▸ **What the task requires**: All lines from the opening of the entries below through the line containing "I've checked out the PR" must be output exactly as they appear, with no other lines.
----
PR #69, opened 2019-05-16
Nextcloud: 1st steps integrating auth provider & TLS support added

salevajo:


mgax:
@salevajo thanks for this! I expect that's all we need to do. Does it work? Do you want to make more changes or can we just merge it? If it's ready, mark it as "ready for review", and I'll pick it up from there.

salevajo:
I don't think it's ready, I'll assign @MattesR. I talked about that with him briefly on Monday.

MattesR:
From looking at it, it is exactly what I would've done myself, I can test it (probably tomorrow)
@mgax how can I best test whether the auth proxy does the right thing? Not being logged in on liquid and trying to access nextcloud?

mgax:
> how can I best test whether the auth proxy does the right thing? Not being logged in on liquid and trying to access nextcloud?

Yes. You can also check the `/__auth/logout` view, it should always say "you have been logged out", served directly by authproxy.

MattesR:
I've checked out the PR and there are still errors which I was unable to fix so far. I don't see any difference between the implementation of the authproxy for nextcloud vs the implementation for dokuwiki, however it is not working for nextcloud. The authproxy restarts over and over again.
After restarting due to an alleged change in the template which I couldn't confirm (I've checked out `/local/docker.env` before and after rerendering, nothing changed) the container exits with error code 137 which indicates a OOM sigkill. I've upped the allocated memory, which was never depleted in the first place but the container still terminates with the same error code.

MattesR:
I've checked out the master branch and apllied the changes of this PR again and I still get the same errors. Nextcloud is (with or without authproxy) only available on the port that nomad assigns to it so `nextcloud.<liquid_domain>` will result in a 404 message (plain `404 page not found`) but `nextcloud.<liquid_domain>:PORT_FROM_NOMAD` will get you to nextcloud. 
I'm not sure how to fix this yet. It seems to be a networking issue? I'm also still confused by the fact that the authproxy is always restarting.

mgax:
> I'm also still confused by the fact that the authproxy is always restarting.

That must be the problem. When it will start and stay up, it will be marked as "healthy" in consul, so traefik will begin to route traffic to it.

PR #71, opened 2019-05-17
import collections from docker-setup

mugurrus:


liquid.py
```diff
@@ -42,6 +42,7 @@ def main():
         commands.initcollection,
         commands.purge,
         commands.getsecret,
+        commands.importfromdocker
```
mgax: Final comma pls.

liquid_node/import_from_docker.py
```diff
@@ -0,0 +1,107 @@
...
+        src.replace(dst)
+    elif method == 'link':
+        dst.symlink_to(src)
+
+
+def import_index(docker_setup, method):
+    log.info('Importing hoover search datadabase')
+    pg_src = docker_setup / 'volumes' / 'search-pg'
+    pg_dst = Path(config.liquid_volumes) / 'hoover' / 'pg'
+    if pg_dst.is_symlink():
```
mgax: This feels a bit drastic. I think we should bail if the target folder exists.

liquid_node/import_from_docker.py
```diff
@@ -0,0 +1,107 @@
...
+    if method  not in import_methods:
+        raise RuntimeError(f'Invalid import method {method}')
+
+    if dst.is_dir():
+        shutil.rmtree(str(dst))
+    elif dst.is_symlink():
+        dst.unlink()
+
+    if method == 'copy':
+        shutil.copytree(str(src), str(dst))
```
mgax: We should `log.info` these steps.

templates/hoover-migrate.nomad
```diff
@@ -29,7 +29,7 @@ job "hoover-migrate" {
             SECRET_KEY = {{.Data.secret_key}}
           {{- end }}
           {{- range service "hoover-pg" }}
-            HOOVER_DB = postgresql://hoover:hoover@{{.Address}}:{{.Port}}/hoover
+            HOOVER_DB = postgresql://search:search@{{.Address}}:{{.Port}}/search
```
mgax: Yep. We agreed to rename the pg user and database to match the ones from docker-setup. Because it makes the migration easier and why not.

liquid.py
```diff
@@ -42,6 +42,7 @@ def main():
         commands.initcollection,
         commands.purge,
         commands.getsecret,
+        commands.importfromdocker,
```
mgax: Let's call it `importfromdockersetup` because technically we're still running docker.

liquid_node/commands.py
```diff
@@ -294,6 +299,44 @@ def purge(force=False):
         print('No collections will be purged')
 
 
+def importfromdocker(path, method='link'):
```
mgax: Let's move all of this logic to `import_from_docker.py`, it's conceptually isolated.

liquid_node/import_from_docker.py
```diff
@@ -0,0 +1,108 @@
...
+            names[name.lower()].append(name)
+        else:
+            names[name] = [name]
+    if conflicting:
+        groups = '; '.join([', '.join(names[conflict]) for conflict in conflicting])
+        raise RuntimeError(f'These collections have conflicting names: {groups}. '
+                           'Rename the conflicting collections in docker-setup.')
+
+
+import_methods = ['copy', 'move', 'link']
```
mgax: Nice :)

liquid_node/commands.py
mugurrus: It's a command; there are different commands for different functionality already in `commands.py`.  In my opinion it should stay here.

mgax: Then move most of the implementation in the other module, there's no reason to import 5 functions instead of just one.

mugurrus: The number of imported functions is irrelevant. `deploy` also uses a many functions, and some of them are in `commands.py`, although they should not be there.

mgax: Yep, deploy should probably be its own module. So let's not clutter `commands.py` any more than we have to.

mugurrus: My opinion is that `importfromdockersetup`, as a command, is in the right module. There are other functions that indeed should not be there, but it's not this function that clutters the space.

mgax: Then keep the function and move all the logic to a new function in `import_from_docker`?

PR #75, opened 2019-05-27
add LIQUID_DOMAIN env for liquid

MattesR:


MattesR:
I think the `SERVICE_ADDRESS` also has to be set, right?!
I've set it on my machine by looking up the address first but how can we make it in general?

mgax:
This is covered in https://github.com/liquidinvestigations/node/pull/74 actually.

MattesR:
I'll close it then

PR #95, opened 2019-06-09
Nextcloud healthcheck

mgax:
Use `/status.php` for the healthcheck. Not sure if it actually works tho.


gabriel-v:
stole your code a while ago

PR #96, opened 2019-06-12
development repositories mount fixes

mugurrus:
- allow relative paths (previously the mount paths had to be absolute)
- log warning when a repository path did not exist and do not mount it

### DIFF
--- a/liquid_node/jobs.py
+++ b/liquid_node/jobs.py
@@ -1,5 +1,6 @@
 import logging
 import os
+from pathlib import Path
 
 import jinja2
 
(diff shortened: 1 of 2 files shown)


liquid_node/jobs.py
```diff
@@ -69,13 +70,14 @@ def set_volumes_paths(substitutions={}):
...
 
+        substitutions[key] = ''
         if config.mount_local_repos:
-            substitutions[key] = repo_volume_line
-        else:
-            substitutions[key] = ''
+            if Path(repo_config['local']).is_dir():
+                substitutions[key] = f"\"{repo_config['local']}:{repo_config['target']}\",\n"
+            else:
+                log.warn(f'Invalid repo path "{repo_config["local"]}"')
```
gabriel-v: Crash here with a `RuntimeError` or `ValueError`. This is not a warning, this is the end of the universe.

mugurrus: The warning is there on purpose, to allow only part of the repositories to be mounted.

PR #98, opened 2019-06-13
WIP: Change the initial admin username for nextcloud

gabriel-v:
Check this patch manually before merging! Right now it lands me into a redirect loop.

After merging this we're going to have to instruct everybody to `./liquid halt`, `sudo rm -rf /opt/volumes/nextcloud`, `./liquid deploy`


gabriel-v:
> Check this patch manually before merging! Right now it lands me into a redirect loop.
False alarm, this should just work

gabriel-v:
Will also need to always the admin user password when the job starts, because before this patch it used to be `admin`.

PR #101, opened 2019-06-16
User-set titles for liquid-core, rocketchat, nextcloud and dokuwiki

gabriel-v:
rocket
doku

Nothing for Hoover at the moment...
hoover

see https://github.com/liquidinvestigations/liquid-nextcloud/pull/2
and https://github.com/liquidinvestigations/core/pull/49


examples/liquid.ini
```diff
@@ -11,6 +11,11 @@ consul_socket = ../cluster/var/consul.socket
 # Domain for the liquid bundle.
 domain = liquid.example.org
 
+# User-friendly title.
+# Defaults to the domain with no spaces, capitalized.
```
mgax: How about we add more magic and remove the last bit of the domain name? That would actually yield more relevant vaues.

templates/nextcloud-migrate.nomad
```diff
@@ -15,7 +15,7 @@ job "nextcloud-migrate" {
 
       driver = "docker"
       config = {
-        image = "liquidinvestigations/liquid-nextcloud"
+        image = "liquidinvestigations/liquid-nextcloud:title"
```
mgax: Don't forget to remove these.

templates/rocketchat.nomad
```diff
@@ -69,16 +69,16 @@ job "rocketchat" {
             ADMIN_PASS={{.Data.pass}}
           {{- end }}
           ADMIN_EMAIL=admin@example.com
-          Organization_Name=Liquid
-          Site_Name=Liquid
+          Organization_Name=${config.liquid_title} Liquid
```
mgax: Why keep a trailing "Liquid" here?

gabriel-v: removed

templates/nextcloud-migrate.nomad
gabriel-v: done

examples/liquid.ini
mgax: overkill

PR #107, opened 2019-06-17
Deployment stats

gabriel-v:
Print memory, disk IO and ram required to deploy.

### DIFF
--- a/liquid_node/commands.py
+++ b/liquid_node/commands.py
@@ -1,4 +1,5 @@
 from pathlib import Path
+from collections import defaultdict
 from time import time, sleep
 import logging
 import os
@@ -132,6 +133,26 @@ def wait_for_service_health_checks(health_checks):
     raise RuntimeError(msg)
 
 
+def resources():
+    """Get memory and CPU usage for the deployment"""
+
+    def get_all_res():
+        jobs = [nomad.parse(get_job(job.template)) for job in config.jobs]
+        for spec in jobs:
+            yield from nomad.get_resources(spec)
+
+    total = defaultdict(int)
+    for name, _type, res in get_all_res():
+        for key in ['MemoryMB', 'CPU']:
+            if res[key] is None:
+                raise RuntimeError("Please update Nomad to 0.9.3+")
+            total[f'{_type} {key}'] += res[key]
+
+    print('Resource requirement totals: ')
+    for key, value in sorted(total.items()):
+        print(f'  {key}: {value}')
+
+
 def deploy():
     """Run all the jobs in nomad."""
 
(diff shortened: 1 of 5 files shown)


liquid_node/commands.py
```diff
@@ -1,4 +1,5 @@
 from pathlib import Path
+import collections
```
mgax: Please write this as `from collections import defaultdict`, we already have the concept of collections, so this would avoid confusion.

liquid_node/commands.py
```diff
@@ -137,6 +138,25 @@ def get_failed_checks():
...
+
+    def get_all_res():
+        jobs = (nomad.parse(get_job(path)) for _, path in config.jobs)
+        for spec in jobs:
+            yield from nomad.get_resources(spec)
+
+    total = collections.defaultdict(int)
+    for _, _type, res in get_all_res():
+        for key in ['MemoryMB', 'CPU', 'DiskMB']:
+            totalkey = _type + " " + key
```
mgax: how 'bout `f'{_type} {key}'` and merge with the next line? It's even more readable that way.

liquid_node/nomad.py
```diff
@@ -21,12 +23,34 @@ def name(check):
...
+                res = {}
+            for key in DEFAULTS:
+                if not res.get(key):
+                    res[key] = DEFAULTS[key]
+            return res
+
+        for group in spec['TaskGroups'] or []:
+            for task in group['Tasks'] or []:
+                name = f'{spec["Name"]}-{group["Name"]}-{task["Name"]}'
+                yield name, spec['Type'], set_defaults(task['Resources'])
```
mgax: `set_defaults(task['Resources'])` is like `resources = dict(DEFAULTS); resources.update(task['Resources'] or {})`

liquid_node/nomad.py
```diff
@@ -21,12 +23,34 @@ def name(check):
...
         for group in spec['TaskGroups'] or []:
             for task in group['Tasks'] or []:
                 for service in task['Services'] or []:
                     yield service['Name'], [name(check) for check in service['Checks'] or []]
 
+    def get_resources(self, spec):
+        """Generates (task, type, resources) tuples with resource stranzas for
+        the supplied job, with default values set for memory, disk and cpu."""
+
+        DEFAULTS = {
```
mgax: Can we get this from nomad? They could differ depending on how it's built/configured.

mgax: Even better: https://www.nomadproject.io/api/jobs.html#canonicalize and forget about the next comment

vagrant/provision-liquid.sh
```diff
@@ -31,6 +31,7 @@ fi
 
 cp examples/liquid.ini .
 
+./liquid deploystats
```
mgax: So this prints the total resource needs of the deployment, not any real stats. Let's call it `resources` or something.

PR #108, opened 2019-06-17
Use a newer vmck image and configure resources

mgax:


templates/drone.nomad
```diff
@@ -111,6 +111,8 @@ job "drone" {
         {{- range service "vmck-imghost" }}
           QEMU_IMAGE_URL = "http://{{.Address}}:{{.Port}}/cluster-master.qcow2.tar.gz"
         {{- end }}
+        QEMU_MEMORY = 12000
+        QEMU_CPU = 2000
```
gabriel-v: This is too slow and things might timeout with high load; let's set it at 7000.

templates/drone.nomad
```diff
@@ -71,7 +71,7 @@ job "drone" {
 
       driver = "docker"
       config {
-        image = "vmck/vmck:0.0.1-permit-archived-artifact"
+        image = "vmck/vmck:configure-resources"
```
gabriel-v: you can use the latest tag now.

templates/drone.nomad
mgax: Well, this is the minimum guaranteed CPU, not a cap on CPU usage. The system will let qemu max out the physical CPU. I'd rather keep the limit low, so we don't get surprise allocation errors, when there is plenty of memory but not so much CPU.

PR #110, opened 2019-06-18
Define jobs like models

mgax:
The jobs code is getting out of hand. I think it's time to refactor.
* [x] Create a class for each of our fixed jobs, subclassed from `Job`, like a model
----
▸ **Reply to the exercise**:
PR #69, opened 2019-05-16
Nextcloud: 1st steps integrating auth provider & TLS support added

salevajo:


mgax:
@salevajo thanks for this! I expect that's all we need to do. Does it work? Do you want to make more changes or can we just merge it? If it's ready, mark it as "ready for review", and I'll pick it up from there.

salevajo:
I don't think it's ready, I'll assign @MattesR. I talked about that with him briefly on Monday.

MattesR:
From looking at it, it is exactly what I would've done myself, I can test it (probably tomorrow)
@mgax how can I best test whether the auth proxy does the right thing? Not being logged in on liquid and trying to access nextcloud?

mgax:
> how can I best test whether the auth proxy does the right thing? Not being logged in on liquid and trying to access nextcloud?

Yes. You can also check the `/__auth/logout` view, it should always say "you have been logged out", served directly by authproxy.

MattesR:
I've checked out the PR and there are still errors which I was unable to fix so far. I don't see any difference between the implementation of the authproxy for nextcloud vs the implementation for dokuwiki, however it is not working for nextcloud. The authproxy restarts over and over again.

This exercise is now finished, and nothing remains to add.